Task to carry out: Please copy, exactly as they appear below, the lines from the one containing "Issue #3431, opened 2023-11-04" through the one containing "-74,7 +74,7 @@".

Records for processing:
---+---

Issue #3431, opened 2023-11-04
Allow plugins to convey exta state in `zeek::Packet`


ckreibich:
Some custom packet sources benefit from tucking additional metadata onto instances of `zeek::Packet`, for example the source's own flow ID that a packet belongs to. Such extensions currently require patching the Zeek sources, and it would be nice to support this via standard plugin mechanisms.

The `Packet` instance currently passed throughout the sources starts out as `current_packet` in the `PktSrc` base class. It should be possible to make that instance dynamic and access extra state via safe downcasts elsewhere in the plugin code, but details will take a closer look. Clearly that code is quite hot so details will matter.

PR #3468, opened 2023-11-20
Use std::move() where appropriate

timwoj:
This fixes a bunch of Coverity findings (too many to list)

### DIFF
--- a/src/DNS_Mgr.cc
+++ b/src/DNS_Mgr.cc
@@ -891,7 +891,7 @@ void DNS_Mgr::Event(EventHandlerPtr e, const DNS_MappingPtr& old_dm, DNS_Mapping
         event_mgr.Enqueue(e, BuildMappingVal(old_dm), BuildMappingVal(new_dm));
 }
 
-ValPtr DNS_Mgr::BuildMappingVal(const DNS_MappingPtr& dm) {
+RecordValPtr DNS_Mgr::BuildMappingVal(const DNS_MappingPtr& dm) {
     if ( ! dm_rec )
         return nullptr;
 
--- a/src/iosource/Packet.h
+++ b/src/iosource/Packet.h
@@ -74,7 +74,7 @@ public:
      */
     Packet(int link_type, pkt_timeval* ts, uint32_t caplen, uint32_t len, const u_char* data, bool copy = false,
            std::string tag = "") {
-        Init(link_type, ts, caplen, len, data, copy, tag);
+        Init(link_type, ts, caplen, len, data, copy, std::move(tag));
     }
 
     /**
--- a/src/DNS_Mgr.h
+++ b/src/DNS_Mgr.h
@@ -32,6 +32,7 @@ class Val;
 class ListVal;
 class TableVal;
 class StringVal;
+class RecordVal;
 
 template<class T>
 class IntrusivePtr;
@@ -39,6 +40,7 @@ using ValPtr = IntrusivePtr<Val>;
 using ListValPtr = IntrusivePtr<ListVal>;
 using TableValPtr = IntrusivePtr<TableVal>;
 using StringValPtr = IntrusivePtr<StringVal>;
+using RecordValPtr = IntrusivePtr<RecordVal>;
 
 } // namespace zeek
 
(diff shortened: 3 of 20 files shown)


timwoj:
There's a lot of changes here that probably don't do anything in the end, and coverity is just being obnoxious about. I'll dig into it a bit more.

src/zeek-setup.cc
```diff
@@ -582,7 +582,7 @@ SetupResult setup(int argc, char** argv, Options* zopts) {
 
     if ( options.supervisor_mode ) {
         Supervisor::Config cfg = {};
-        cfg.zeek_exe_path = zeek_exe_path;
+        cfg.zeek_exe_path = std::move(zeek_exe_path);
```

---+---

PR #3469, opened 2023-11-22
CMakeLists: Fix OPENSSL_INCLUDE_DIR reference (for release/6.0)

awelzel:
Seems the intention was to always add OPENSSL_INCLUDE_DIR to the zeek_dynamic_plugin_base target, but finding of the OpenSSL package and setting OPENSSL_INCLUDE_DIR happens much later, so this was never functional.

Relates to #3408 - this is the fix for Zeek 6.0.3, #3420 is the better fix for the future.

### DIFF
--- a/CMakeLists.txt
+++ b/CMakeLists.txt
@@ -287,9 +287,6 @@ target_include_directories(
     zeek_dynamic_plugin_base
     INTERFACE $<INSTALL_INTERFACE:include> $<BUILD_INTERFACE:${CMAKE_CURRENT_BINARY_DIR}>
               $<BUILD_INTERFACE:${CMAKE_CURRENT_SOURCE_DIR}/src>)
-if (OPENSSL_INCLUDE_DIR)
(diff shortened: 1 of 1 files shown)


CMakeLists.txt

---+---

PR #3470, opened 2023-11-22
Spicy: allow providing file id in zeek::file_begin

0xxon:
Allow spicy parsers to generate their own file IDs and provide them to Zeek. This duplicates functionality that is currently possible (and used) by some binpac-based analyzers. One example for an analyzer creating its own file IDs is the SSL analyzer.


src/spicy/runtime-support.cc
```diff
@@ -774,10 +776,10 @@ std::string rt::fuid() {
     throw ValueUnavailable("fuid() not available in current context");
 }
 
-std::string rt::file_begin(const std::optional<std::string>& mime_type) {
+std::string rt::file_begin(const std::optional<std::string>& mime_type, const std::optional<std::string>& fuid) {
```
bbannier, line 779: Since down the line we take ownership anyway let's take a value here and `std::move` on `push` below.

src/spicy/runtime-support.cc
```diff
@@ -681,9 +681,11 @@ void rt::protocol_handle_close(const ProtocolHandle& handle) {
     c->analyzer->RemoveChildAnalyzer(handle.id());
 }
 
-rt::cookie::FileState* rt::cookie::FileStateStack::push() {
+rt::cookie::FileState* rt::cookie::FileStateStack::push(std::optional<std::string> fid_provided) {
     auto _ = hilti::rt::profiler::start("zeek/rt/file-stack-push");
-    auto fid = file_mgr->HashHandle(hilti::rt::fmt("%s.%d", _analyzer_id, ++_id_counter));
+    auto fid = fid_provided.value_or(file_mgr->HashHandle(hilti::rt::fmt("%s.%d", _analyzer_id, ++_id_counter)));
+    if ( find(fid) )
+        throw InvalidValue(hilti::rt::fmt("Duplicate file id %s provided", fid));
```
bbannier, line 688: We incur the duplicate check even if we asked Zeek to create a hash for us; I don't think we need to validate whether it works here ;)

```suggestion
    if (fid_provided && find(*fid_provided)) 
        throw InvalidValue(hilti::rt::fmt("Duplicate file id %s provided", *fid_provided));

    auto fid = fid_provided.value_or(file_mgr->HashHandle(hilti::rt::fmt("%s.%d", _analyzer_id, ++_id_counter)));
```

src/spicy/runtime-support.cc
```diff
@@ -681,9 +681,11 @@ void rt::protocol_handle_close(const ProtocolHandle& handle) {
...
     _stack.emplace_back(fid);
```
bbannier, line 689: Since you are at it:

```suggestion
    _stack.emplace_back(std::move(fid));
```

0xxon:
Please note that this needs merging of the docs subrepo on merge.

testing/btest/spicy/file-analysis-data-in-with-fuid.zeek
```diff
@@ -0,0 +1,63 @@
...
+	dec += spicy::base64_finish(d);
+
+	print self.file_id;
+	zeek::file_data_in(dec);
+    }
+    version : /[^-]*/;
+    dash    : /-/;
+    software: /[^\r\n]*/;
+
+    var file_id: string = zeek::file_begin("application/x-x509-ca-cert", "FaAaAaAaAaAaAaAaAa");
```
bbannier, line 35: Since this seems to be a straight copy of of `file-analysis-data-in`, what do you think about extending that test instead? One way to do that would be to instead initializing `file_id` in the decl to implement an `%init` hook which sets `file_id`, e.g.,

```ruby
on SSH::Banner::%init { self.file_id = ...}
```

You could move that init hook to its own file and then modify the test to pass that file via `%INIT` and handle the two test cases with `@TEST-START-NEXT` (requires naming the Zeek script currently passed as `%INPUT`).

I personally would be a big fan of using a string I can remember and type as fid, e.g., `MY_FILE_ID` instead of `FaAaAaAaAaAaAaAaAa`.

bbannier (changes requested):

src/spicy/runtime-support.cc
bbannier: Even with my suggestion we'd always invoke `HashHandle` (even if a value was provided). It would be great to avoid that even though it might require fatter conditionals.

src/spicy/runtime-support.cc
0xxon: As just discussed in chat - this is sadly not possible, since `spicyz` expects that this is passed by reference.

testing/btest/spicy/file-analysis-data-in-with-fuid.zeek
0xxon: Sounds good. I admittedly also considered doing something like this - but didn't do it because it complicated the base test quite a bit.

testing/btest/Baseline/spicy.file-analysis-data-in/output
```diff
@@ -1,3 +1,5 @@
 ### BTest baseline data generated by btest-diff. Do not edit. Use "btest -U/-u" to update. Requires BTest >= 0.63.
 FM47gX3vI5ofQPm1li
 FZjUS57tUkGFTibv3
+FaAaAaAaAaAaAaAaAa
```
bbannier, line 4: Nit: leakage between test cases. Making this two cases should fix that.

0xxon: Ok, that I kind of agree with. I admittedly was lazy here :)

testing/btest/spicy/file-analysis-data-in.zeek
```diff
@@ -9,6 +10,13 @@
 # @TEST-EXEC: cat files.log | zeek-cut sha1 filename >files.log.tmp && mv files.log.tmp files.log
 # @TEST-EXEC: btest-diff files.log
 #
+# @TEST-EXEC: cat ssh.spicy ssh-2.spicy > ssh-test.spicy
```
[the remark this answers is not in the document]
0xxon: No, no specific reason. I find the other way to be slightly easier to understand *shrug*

---+---

Response to the task:
Issue #3431, opened 2023-11-04
Allow plugins to convey exta state in `zeek::Packet`


ckreibich:
Some custom packet sources benefit from tucking additional metadata onto instances of `zeek::Packet`, for example the source's own flow ID that a packet belongs to. Such extensions currently require patching the Zeek sources, and it would be nice to support this via standard plugin mechanisms.

The `Packet` instance currently passed throughout the sources starts out as `current_packet` in the `PktSrc` base class. It should be possible to make that instance dynamic and access extra state via safe downcasts elsewhere in the plugin code, but details will take a closer look. Clearly that code is quite hot so details will matter.

PR #3468, opened 2023-11-20
Use std::move() where appropriate

timwoj:
This fixes a bunch of Coverity findings (too many to list)

### DIFF
--- a/src/DNS_Mgr.cc
+++ b/src/DNS_Mgr.cc
@@ -891,7 +891,7 @@ void DNS_Mgr::Event(EventHandlerPtr e, const DNS_MappingPtr& old_dm, DNS_Mapping
         event_mgr.Enqueue(e, BuildMappingVal(old_dm), BuildMappingVal(new_dm));
 }
 
-ValPtr DNS_Mgr::BuildMappingVal(const DNS_MappingPtr& dm) {
+RecordValPtr DNS_Mgr::BuildMappingVal(const DNS_MappingPtr& dm) {
     if ( ! dm_rec )
         return nullptr;
 
--- a/src/iosource/Packet.h
+++ b/src/iosource/Packet.h
@@ -74,7 +74,7 @@ public:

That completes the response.